PROBLEM: Tally the lines of these entries that include "aware"; respond with only that tally.

RECORDED DATA:
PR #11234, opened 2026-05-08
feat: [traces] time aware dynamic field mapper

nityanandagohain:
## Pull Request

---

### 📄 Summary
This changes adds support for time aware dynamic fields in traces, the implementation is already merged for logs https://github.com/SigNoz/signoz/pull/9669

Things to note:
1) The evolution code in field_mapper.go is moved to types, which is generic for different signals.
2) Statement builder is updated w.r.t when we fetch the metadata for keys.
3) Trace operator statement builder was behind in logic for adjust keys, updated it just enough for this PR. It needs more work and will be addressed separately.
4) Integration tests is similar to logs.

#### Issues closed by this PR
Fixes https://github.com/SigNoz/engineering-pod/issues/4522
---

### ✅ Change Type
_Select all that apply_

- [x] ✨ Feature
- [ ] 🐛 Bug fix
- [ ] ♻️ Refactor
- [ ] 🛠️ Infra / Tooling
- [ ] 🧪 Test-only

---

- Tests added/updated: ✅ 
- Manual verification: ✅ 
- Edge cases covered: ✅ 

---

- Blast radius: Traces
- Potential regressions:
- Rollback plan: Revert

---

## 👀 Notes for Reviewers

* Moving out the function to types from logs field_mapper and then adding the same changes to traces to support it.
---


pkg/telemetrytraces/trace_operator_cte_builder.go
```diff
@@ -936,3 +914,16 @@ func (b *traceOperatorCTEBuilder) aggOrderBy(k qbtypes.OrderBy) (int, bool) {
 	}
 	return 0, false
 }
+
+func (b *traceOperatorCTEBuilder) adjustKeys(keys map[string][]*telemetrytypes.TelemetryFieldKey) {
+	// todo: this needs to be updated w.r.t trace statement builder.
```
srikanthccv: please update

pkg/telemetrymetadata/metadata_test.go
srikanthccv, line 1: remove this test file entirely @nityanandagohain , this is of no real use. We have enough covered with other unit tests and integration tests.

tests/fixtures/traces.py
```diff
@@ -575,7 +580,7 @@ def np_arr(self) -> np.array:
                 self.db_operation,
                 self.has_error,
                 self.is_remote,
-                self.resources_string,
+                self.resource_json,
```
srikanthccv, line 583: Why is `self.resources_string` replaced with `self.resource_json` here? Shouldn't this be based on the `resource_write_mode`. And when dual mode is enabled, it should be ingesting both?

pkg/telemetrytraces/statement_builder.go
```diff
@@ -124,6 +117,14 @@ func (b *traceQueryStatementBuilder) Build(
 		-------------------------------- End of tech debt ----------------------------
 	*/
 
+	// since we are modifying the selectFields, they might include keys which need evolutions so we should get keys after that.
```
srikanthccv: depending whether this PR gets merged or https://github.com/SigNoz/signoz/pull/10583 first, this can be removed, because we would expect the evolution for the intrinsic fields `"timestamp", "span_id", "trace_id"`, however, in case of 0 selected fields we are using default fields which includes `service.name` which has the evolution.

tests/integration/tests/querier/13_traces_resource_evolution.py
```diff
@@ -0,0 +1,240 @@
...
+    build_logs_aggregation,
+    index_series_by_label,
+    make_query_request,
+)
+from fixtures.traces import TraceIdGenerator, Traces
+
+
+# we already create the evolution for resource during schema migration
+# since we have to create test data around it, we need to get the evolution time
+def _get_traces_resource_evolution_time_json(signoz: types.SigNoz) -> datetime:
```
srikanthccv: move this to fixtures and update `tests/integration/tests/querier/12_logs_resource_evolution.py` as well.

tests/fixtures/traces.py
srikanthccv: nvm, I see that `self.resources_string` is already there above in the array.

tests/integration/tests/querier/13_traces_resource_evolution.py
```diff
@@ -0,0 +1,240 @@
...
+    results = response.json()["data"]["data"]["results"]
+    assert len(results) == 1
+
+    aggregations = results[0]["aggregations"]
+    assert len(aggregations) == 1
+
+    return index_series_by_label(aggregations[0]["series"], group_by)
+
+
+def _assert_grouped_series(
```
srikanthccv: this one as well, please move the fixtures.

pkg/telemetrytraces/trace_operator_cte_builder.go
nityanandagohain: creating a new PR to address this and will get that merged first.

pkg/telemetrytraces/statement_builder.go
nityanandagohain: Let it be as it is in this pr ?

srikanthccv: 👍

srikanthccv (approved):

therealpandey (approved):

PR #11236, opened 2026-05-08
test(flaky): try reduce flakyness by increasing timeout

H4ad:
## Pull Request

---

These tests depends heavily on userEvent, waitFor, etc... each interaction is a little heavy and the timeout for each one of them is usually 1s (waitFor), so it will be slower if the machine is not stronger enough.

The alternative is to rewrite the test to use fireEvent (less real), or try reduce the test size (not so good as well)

SOLUTION TO THE EXERCISE: 2